Die „unendliche Vereinzelung des Menschen“ und das komisch tragische Chaos zwischenmenschlicher Beziehungen zeigt Christopher Rüping an den Kammerspielen. Sein dramatisches Kräftemessen nach Bertolt Brechts „Im Dickicht der Städte“ durchspielt Variationen gegen die Einsamkeit – die in Enttäuschung enden. Das Anstacheln über alle Grenzen hinaus ist dabei der verzweifelte Versuch, sich selbst Bedeutung beizumessen – wenn nicht als Freund, so eben als Feind. Ob in der geschwisterlichen Kissenschlacht von Garga und Marie oder im hungrigen Bühnenkussgenuss, der dazu führt, dass die Souffleuse die Szene selbst zu Ende sprechen muss, ob in der plakativen Choreographie, die sportlich alle Theaterkampf-Register zieht, oder wenn die fünf Schauspieler unter der Heile-Welt-Utopie einer Bettdecke, die bis in den Zuschauerraum reicht, auf Hautfühlung gehen – wie Brecht unterscheidet Rüping nicht zwischen Spiel und Ernst, Lust und Existenz.

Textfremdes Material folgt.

PR #188, opened 2022-08-02
Prefeat/skip

cpvalente:
This PR is setting up ground for skipping events
It refactors the logic around mutation of events and adds parsing to skipped events from both excel and json

No features are exposed in UI just yet (upcoming with #55 )


server/src/utils/parser.js
```diff
@@ -279,6 +295,7 @@ export const validateEvent_v1 = (eventArgs) => {
       timeType: 'start-end',
       duration: validateDuration(start, end),
       isPublic: e.isPublic != null && typeof e.isPublic === 'boolean' ? e.isPublic : d.isPublic,
+      skip: e.skip != null && typeof e.skip === 'boolean' ? e.skip : d.skip,
```
alexrohleder, line 298: if the `typeof e.skip` is boolean then it will always be different than null.

server/src/classes/__tests__/eventtimer.test.js
```diff
@@ -68,8 +68,8 @@ test('object instantiates correctly', async () => {
   expect(t.nextEventId).toBeNull();
   expect(t.selectedPublicEventId).toBeNull();
   expect(t.nextPublicEventId).toBeNull();
-  expect(t.numEvents).toBe(0);
```
alexrohleder, line 71: Should we also remove it from the source code if we're not testing `numEvents` anymore? I don't see other mentions of this in the PR.

cpvalente: We no longer expose numEvents as a class property, but it is useful to know this for testing some of the behaviours.
Unless I am misunderstanding the suggestion, I believe this is a good assertion

PR #193, opened 2022-08-14
Refact/feature sockets

cpvalente:
This PR is setting ground for upcoming features in the interface.
It should help with separation of concerns between features and to resolve issues with multiple listeners on sockets.


client/src/common/components/errorBoundary/ErrorBoundary.jsx
```diff
@@ -54,7 +54,7 @@ class ErrorBoundary extends React.Component {
             <p
               className={style.report}
               onClick={() => {
-                if (window.process.type === 'renderer') {
+                if (window?.process?.type === 'renderer') {
```
alexrohleder, line 57: I don't think we need these `?`

client/src/common/hooks/useSocketProvider.js
```diff
@@ -0,0 +1,239 @@
...
+  TIMER,
+} from '../api/apiConstants';
+import { useSocket } from '../context/socketContext';
+
+export const useEventListProvider = () => {
+  const { data } = useQuery(FEAT_EVENTLIST, () => undefined, {
+    cacheTime: Infinity,
+    staleTime: Infinity,
+  });
+  const placeholder = useMemo(
```
alexrohleder, line 19: if you want to have the same object always, you could just declare the placeholder outside of the hook. No need for `useMemo` here.

client/src/common/hooks/useSocketProvider.js
```diff
@@ -0,0 +1,239 @@
...
+  return data ?? placeholder;
+};
+
+export const useMessageControlProvider = () => {
+  const socket = useSocket();
+  const { data } = useQuery(FEAT_MESSAGECONTROL, () => undefined, {
+    cacheTime: Infinity,
+    staleTime: Infinity,
+  });
+  const placeholder = useMemo(
```
alexrohleder, line 35: I think we can just declare this placeholder outside of the hook.

client/src/features/editors/list/EventList.jsx
```diff
@@ -15,25 +15,26 @@ export default function EventList(props) {
...
-    } else {
-      const previousEvent = events[cursor];
-      const nextEvent = events[cursor + 1];
-      if (type === 'event') {
-        eventsHandler('add', { type: type, after: previousEvent.id });
-      } else if (previousEvent?.type !== type && nextEvent?.type !== type) {
-        eventsHandler('add', { type: type, after: previousEvent.id });
+  const data = useEventListProvider();
+
+  const insertAtCursor = useCallback(
```
alexrohleder, line 22: likely no need to `useCallback` here

alexrohleder:
Code-wise what we achieved here is that we removed the socket logic from the components and abstracted it out inside this socket provider hook. 

As I understood we call this hook at the root component, which will subscribe to socket messages and store their values inside React Query store. That way we can use the React Query APIs to fetch and mutate the data, **for the user there will be no distinction API-wise on what is REST and what is WebSocket**.

I'm not the biggest fan of that hook being called at the root component, as we discussed it don't seem to belong there because of the namings. The solution would be to have more components composing the root. But that's not critical.

I think this is good.

alexrohleder (approved):

PR #197, opened 2022-08-30
Feat/table part1

cpvalente:
This feature adds ability to export a CSV from the table component.
There is also some cleanup here in the user interface. the relevant code is in
`client/src/features/table/TableWrapper.jsx`
and 
`client/src/features/table/utils.js`


client/src/common/hooks/useFullscreen.js
```diff
@@ -0,0 +1,31 @@
...
+
+  const toggleFullScreen = useCallback(() => {
+    if (!document.fullscreenElement) {
+      document.documentElement.requestFullscreen();
+    } else {
+      if (document.exitFullscreen) {
+        document.exitFullscreen();
+      }
+    }
+    setFullScreen(document?.fullscreenElement);
```
alexrohleder, line 27: I don't think we need the `?.` here. On line 20 we access this property without it.

client/src/common/hooks/useFullscreen.js
```diff
@@ -0,0 +1,31 @@
...
+
+export default function useFullscreen() {
+  const [isFullScreen, setFullScreen] = useState(document?.fullscreenElement);
+
+  useEffect(() => {
+    const handleChange = () => {
+      setFullScreen(document?.fullscreenElement);
+    };
+    document.addEventListener('fullscreenchange', handleChange, false);
+    document.addEventListener('resize', handleChange, false);
```
alexrohleder, line 12: Do we need the third argument here? False is the default value. Maybe you wanted to use `{ passive: true }` ?

alexrohleder (approved):

client/src/common/hooks/useFullscreen.js
cpvalente: thank you alex. reflex from electron

PR #198, opened 2022-09-02
Feat/132

cpvalente:
This PR enables basic features for a CSS override.
The CSS override file is exposed with express and added at runtime  with a hook

It could be tricky for the users to find the right place to add the css file since this location is platform dependend and buried in the package. I will sort this out separately, potentially a upload function

There is a flash of the page on rendering, this is because we defer rendering until we get a stylesheet (or not)
This is pretty unpleasant and also caused issues with some stuff in <StudioClock>, perhaps it is best not to defer this rendering? do you have any opinions here?


alexrohleder (approved):
There are many files on this PR. I'll approve based on the `useRuntimeStylesheet` hook we discussed. It seems to handle all the cases and deals with the scheduling issue. Very good 😁

alexrohleder:
* We cannot have a skeleton of the UI because we don't know the UI
* We cannot know the background before receiving the CSS, but we can assume it will be black

We send the index.html with a black background inlined in the body style. We defer the app's rendering until we get the stylesheet and parse it.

Nicht nur die Rollen, auch die Geschlechter und die gesprochenen Sprachen (Deutsch, Englisch, Arabisch, Serbisch) sind in dieser Inszenierung austauschbar. Doch im Dickicht sich verselbständigender, verfremdender Assoziationen fehlt es zwischen Bühne und Zuschauerraum oft an Berührung, wo von fehlender Berührung die Rede ist. Das Spiel wirkt allzu fragmentarisch und unpersönlich un(an)greifbar. Dass sich Rüping entgegen Brecht einer Steigerung des Kampfes bis hin zum „Finish“ verweigert, ist dabei konsequent, macht aber das zweistündige Verfolgen des Abends nicht einfacher. Anstelle von Gargas Fazit – „Alleinsein ist eine gute Sache“ – beweist Rüping seinem Publikum mit einer Vielzahl von Trugschlüssen das ganze Gegenteil. Bemerkenswert, wie der Intellektuelle Garga sich zu Beginn über den Namen des Holzhändlers amüsiert, die Provokation als Ausgangspunkt des Kampfes – und des Dramas – sich in München also von Shlink auf Garga verschiebt. Beklemmend, wie später ein verdoppelter Garga die echte Nähe zwischen seiner Schwester Marie und seinem Gegner Shlink entheiligt, indem er beide zur Prostitution demütigt und sich dabei an den projizierten Bildern der Live-Kamera berauscht.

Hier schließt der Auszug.